ESPnet-SDS

About 2 min

ESPnet-SDS

This is a template of ESPnet-SDS recipe. ESPnet-SDS is an open-source toolkit for building unified web interfaces for various cascaded and end-to-end (E2E) spoken dialogue systems, supporting real-time automated evaluation metrics, and human-in-the-loop feedback collection. This README describes features of ESPnet-SDS toolkit and provides comprehensive instructions for the users on navigating the demo interface.

Features

Plug-and-Play Dialogue Systems

Experiment with various ASR, LLM, and TTS systems by selecting from available options.
Switch between:
- Cascaded Systems: Separate ASR, LLM, and TTS components.
- End-to-End Systems: Integrated processing pipelines.
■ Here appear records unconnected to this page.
PR #1570, opened 2016-01-23
Fix overly-broad use of `raise_error` with no argument

mattbrictson:
Fixes these RSpec warnings:

> WARNING: Using the `raise_error` matcher without providing a specific error or message risks false positives, since `raise_error` will match when Ruby raises a `NoMethodError`, `NameError` or `ArgumentError`, potentially allowing the expectation to pass without even executing the method you are intending to call.


leehambley:
Good housekeeping @mattbrictson :+1:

On-the-Fly Evaluation Metrics

Evaluate system performance using:
- Latency: Response times.
- TTS Intelligibility: Intelligibility of synthesized speech.
- TTS Speech Quality: Clarity and quality of synthesized speech.
- ASR WER: Word Error Rate for transcription accuracy.
- Text Dialogue Metrics: Metrics like Perplexity and Diversity.

Human Feedback Collection

Rate system responses using buttons for:
- Naturalness: e.g., "Very Natural", "Somewhat Awkward".
- Relevance: e.g., "Highly Relevant", "Slightly Irrelevant".
Optional integration with a remote HuggingFace dataset as a backend database, allowing researchers to store human relevance judgments and log user interaction data, including input recordings and system outputs such as ASR transcripts, text responses, and audio responses.
- upload_to_hub flag in app.py denotes the name of the remote HuggingFace dataset. If set to None, then this functionality is disabled.

How to Use

Start the Demo
- Run run.sh in spoken_chatbot_arena/sds1 to run locally.
- You can optionally also visit our Voice Assistant Demo on HuggingFace Spaces.
- Wait for the interface to load.
Choose a System Type
- Cascaded System:
  - Combines separate Automatic Speech Recognition (ASR), Language Model (LLM), and Text-to-Speech (TTS) systems.
- E2E System:
  - An integrated model where all tasks are handled jointly.
- Choose between Cascaded and E2E models.
Configure the Components
- For a Cascaded System, configure the following:
  - ASR: Select the model for speech-to-text conversion.
  - LLM: Choose the language model for generating responses.
  - TTS: Select the model for converting text responses to speech.
- For an E2E System, choose the integrated model
Interact with the System
- Input Your Voice:
  - Click the "Microphone" button and start speaking.
  - The system will process your voice input and provide a synthesized speech response.
- View Outputs:
  - ASR Output: Displays the text transcription of your speech.
  - LLM Output: Shows the generated text response.
  - Audio Output: Plays back the system's synthesized speech response.
Evaluate Performance
- Select an evaluation metric from "Choose Evaluation Metrics" to analyze specific aspects of the system:
- Results will be displayed in the "Evaluation Results" box.
Provide Feedback
- Use feedback buttons to rate the naturalness and relevance of the system's response.
  - Naturalness: Rate the quality of the synthesized speech.
  - Relevance: Rate how relevant the system's response was to your input.

Requirements

Browser Compatibility

Use Google Chrome for the best experience.
Web interface might not be compatible with certain web browsers like Mozilla Firefox

Internet Connection

A stable internet connection is required to access the demo.

Troubleshooting

When running locally, please follow these suggestions to debug:

Gradio URL Issue: If audio doesn't work on the Gradio public URL, use the local URL for better performance.
Docker Setup: Ensure your environment's package versions match those in the requirements file.